⟨

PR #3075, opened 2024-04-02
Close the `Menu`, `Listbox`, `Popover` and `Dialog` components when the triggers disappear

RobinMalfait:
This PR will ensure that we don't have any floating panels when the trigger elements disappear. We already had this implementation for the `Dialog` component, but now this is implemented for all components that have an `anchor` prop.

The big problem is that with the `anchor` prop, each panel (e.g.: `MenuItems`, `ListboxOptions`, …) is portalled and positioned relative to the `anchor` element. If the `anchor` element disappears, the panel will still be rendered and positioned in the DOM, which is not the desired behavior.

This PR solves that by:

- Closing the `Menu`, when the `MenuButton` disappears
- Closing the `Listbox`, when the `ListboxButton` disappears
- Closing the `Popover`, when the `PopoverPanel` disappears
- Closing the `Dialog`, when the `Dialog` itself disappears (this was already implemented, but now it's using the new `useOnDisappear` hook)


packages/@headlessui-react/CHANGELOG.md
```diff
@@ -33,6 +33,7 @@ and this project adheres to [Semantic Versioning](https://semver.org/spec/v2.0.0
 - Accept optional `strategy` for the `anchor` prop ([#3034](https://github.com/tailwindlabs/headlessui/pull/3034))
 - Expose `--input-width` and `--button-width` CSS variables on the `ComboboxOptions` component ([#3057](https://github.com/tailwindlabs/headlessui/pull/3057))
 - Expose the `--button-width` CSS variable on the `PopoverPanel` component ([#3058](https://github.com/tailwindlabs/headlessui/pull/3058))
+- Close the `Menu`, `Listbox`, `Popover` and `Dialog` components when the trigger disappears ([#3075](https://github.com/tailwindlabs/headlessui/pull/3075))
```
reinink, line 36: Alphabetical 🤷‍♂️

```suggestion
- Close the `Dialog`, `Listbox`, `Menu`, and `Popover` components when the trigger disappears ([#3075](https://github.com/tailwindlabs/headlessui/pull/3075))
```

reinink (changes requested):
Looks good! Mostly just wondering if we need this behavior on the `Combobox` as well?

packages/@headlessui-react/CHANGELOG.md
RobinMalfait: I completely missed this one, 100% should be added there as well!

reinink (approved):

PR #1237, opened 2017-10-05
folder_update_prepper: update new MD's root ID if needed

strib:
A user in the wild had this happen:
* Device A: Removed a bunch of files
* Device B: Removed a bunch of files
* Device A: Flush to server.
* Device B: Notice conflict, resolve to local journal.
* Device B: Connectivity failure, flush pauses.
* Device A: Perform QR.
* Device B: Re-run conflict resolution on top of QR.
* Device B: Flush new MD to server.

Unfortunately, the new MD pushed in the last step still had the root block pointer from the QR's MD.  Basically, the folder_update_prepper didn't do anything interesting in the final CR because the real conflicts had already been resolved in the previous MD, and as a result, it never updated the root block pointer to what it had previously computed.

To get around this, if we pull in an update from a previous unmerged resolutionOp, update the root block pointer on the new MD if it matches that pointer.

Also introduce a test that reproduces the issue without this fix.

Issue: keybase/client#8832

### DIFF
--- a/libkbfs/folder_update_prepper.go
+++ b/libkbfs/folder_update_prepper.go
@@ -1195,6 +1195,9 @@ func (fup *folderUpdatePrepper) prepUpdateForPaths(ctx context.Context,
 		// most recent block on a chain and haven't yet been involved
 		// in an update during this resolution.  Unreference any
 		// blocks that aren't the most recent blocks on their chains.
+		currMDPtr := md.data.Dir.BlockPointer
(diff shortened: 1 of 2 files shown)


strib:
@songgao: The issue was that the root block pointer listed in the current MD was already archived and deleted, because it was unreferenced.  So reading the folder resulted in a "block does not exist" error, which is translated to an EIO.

⟩
⟨

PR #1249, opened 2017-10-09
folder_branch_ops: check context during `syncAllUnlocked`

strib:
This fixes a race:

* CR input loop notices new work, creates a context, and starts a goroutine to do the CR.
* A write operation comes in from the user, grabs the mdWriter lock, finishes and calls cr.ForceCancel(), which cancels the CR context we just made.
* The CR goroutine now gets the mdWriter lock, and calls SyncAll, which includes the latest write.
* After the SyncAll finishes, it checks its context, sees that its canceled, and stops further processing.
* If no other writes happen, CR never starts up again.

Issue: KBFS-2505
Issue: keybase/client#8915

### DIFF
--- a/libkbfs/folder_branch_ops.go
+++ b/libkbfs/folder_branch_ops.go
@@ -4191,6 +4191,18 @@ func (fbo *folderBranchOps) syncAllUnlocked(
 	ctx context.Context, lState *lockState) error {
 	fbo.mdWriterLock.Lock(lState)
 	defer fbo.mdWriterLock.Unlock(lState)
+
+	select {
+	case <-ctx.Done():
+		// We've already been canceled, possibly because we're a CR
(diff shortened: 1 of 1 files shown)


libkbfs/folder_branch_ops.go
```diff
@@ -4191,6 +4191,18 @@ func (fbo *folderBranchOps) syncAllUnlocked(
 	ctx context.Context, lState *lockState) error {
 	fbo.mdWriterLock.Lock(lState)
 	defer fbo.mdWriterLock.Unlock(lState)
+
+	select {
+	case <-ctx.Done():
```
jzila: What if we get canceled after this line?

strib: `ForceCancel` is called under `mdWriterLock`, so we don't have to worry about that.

⟩

**What to produce**. Using the records above, copy word for word the line with "A user in the", the line with "translated to an EIO.", and every line between them.

**Answer to this exercise**.
A user in the wild had this happen:
* Device A: Removed a bunch of files
* Device B: Removed a bunch of files
* Device A: Flush to server.
* Device B: Notice conflict, resolve to local journal.
* Device B: Connectivity failure, flush pauses.
* Device A: Perform QR.
* Device B: Re-run conflict resolution on top of QR.
* Device B: Flush new MD to server.

Unfortunately, the new MD pushed in the last step still had the root block pointer from the QR's MD.  Basically, the folder_update_prepper didn't do anything interesting in the final CR because the real conflicts had already been resolved in the previous MD, and as a result, it never updated the root block pointer to what it had previously computed.

To get around this, if we pull in an update from a previous unmerged resolutionOp, update the root block pointer on the new MD if it matches that pointer.

Also introduce a test that reproduces the issue without this fix.

Issue: keybase/client#8832

### DIFF
--- a/libkbfs/folder_update_prepper.go
+++ b/libkbfs/folder_update_prepper.go
@@ -1195,6 +1195,9 @@ func (fup *folderUpdatePrepper) prepUpdateForPaths(ctx context.Context,
 		// most recent block on a chain and haven't yet been involved
 		// in an update during this resolution.  Unreference any
 		// blocks that aren't the most recent blocks on their chains.
+		currMDPtr := md.data.Dir.BlockPointer
(diff shortened: 1 of 2 files shown)


strib:
@songgao: The issue was that the root block pointer listed in the current MD was already archived and deleted, because it was unreferenced.  So reading the folder resulted in a "block does not exist" error, which is translated to an EIO.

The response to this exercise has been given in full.